ECONOMIA – Governo Brasileiro Reage à Exclusão da União Europeia e Promete Medidas para Reverter Decisão Sobre Exportações de Produtos Animais

Na última terça-feira, o governo brasileiro expressou surpresa em relação à recente decisão da União Europeia, que excluiu o Brasil da lista de países autorizados a exportar produtos de origem animal para a região. A medida entrará em vigor a partir de setembro de 2026, e foi discutida em um comitê da Comissão Europeia que avalia as regras para importações alimentares.

Por meio de uma declaração conjunta, os Ministérios das Relações Exteriores, da Agricultura e Pecuária, além do Ministério do Desenvolvimento, Indústria, Comércio e Serviços, manifestaram sua posição e afirmaram que o Brasil tomará as “todas as medidas necessárias” para reverter essa decisão e garantir que o fluxo de exportações para o mercado europeu permaneça inalterado.

Em um trecho da nota, o governo destacou a importância de reverter a exclusão e reafirmou sua determinação em buscar soluções para manter a presença dos produtos brasileiros na Europa. Para isso, já foi agendada uma reunião entre o chefe da delegação brasileira junto à União Europeia e as autoridades sanitárias europeias, programada para quarta-feira, com o intuito de obter esclarecimentos sobre as razões que motivaram essa decisão.

A justificativa apresentada pela União Europeia está relacionada ao controle do uso de antimicrobianos na pecuária, um tema que suscita debates sobre a segurança alimentar e as práticas agrícolas em vários países.

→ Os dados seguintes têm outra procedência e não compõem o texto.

PR #1656, opened 2022-07-14
Refactor validation: introduce the Consensus trait

aakoshh:
**Summary of changes**
Changes introduced in this pull request:
- Added a `chain_sync::consensus::Consensus` trait which currently has a single `validate_block` method for consensus specific rules. It also has an associated error type.
- Added a `blockchain/fil_consensus` crate with `FilecoinConsensus` implementing the `Consensus` trait. Moved the errors and validations specific to PoSt, tickets, beacons, DRAND, etc. into this crate. `FilecoinConsensus` also captures the generic beacon type and the `ProofValidator`. 
- The structs in `tipset_syncer` and `ChainMuxer` get a generic `consensus: C where C: Consensus` argument so they can delegate the custom validations to it. 
- They keep the common validation which is related to the messages and the ledger (gas, account sequences, state, fees). 
- Because the `ProofValidator` was moved into `FilecoinConsensus` I was able to remove it from all but one method in the RPC and `StateManager` where a block is assembled. 

**Other information and links**
This is laying some groundworks towards implementing [Hierarchical Consensus](https://github.com/protocol/ConsensusLab/blob/hc/spec/specs/hierarchical_consensus.md)

In the future we want to expand this interface to be able to generate blocks on a schedule, adhering to some hitherto unknown consensus protocol.

PR #1680, opened 2022-07-15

No entanto, a nota oficial do governo brasileiro defendeu enfaticamente a qualidade do seu sistema sanitário, destacando que o Brasil é reconhecido internacionalmente por seus padrões de segurança e eficiência no agronegócio, sendo o maior exportador mundial de proteínas de origem animal.

O governo também lembrou que há cerca de 40 anos, o Brasil fornece produtos agrícolas para o mercado europeu, ressaltando a importância dessa relação comercial duradoura. Apesar da notificação da UE, as exportações brasileiras continuam ocorrendo normalmente até que a nova decisão entre em vigor, o que poderá impactar significativamente as trade agreements e o setor agropecuário no país.

À medida que essa situação se desenrola, o governo brasileiro se compromete a agir de forma rápida e eficaz para reverter a decisão europeia e assegurar a competitividade e a permanência dos produtos do Brasil no exigente mercado europeu.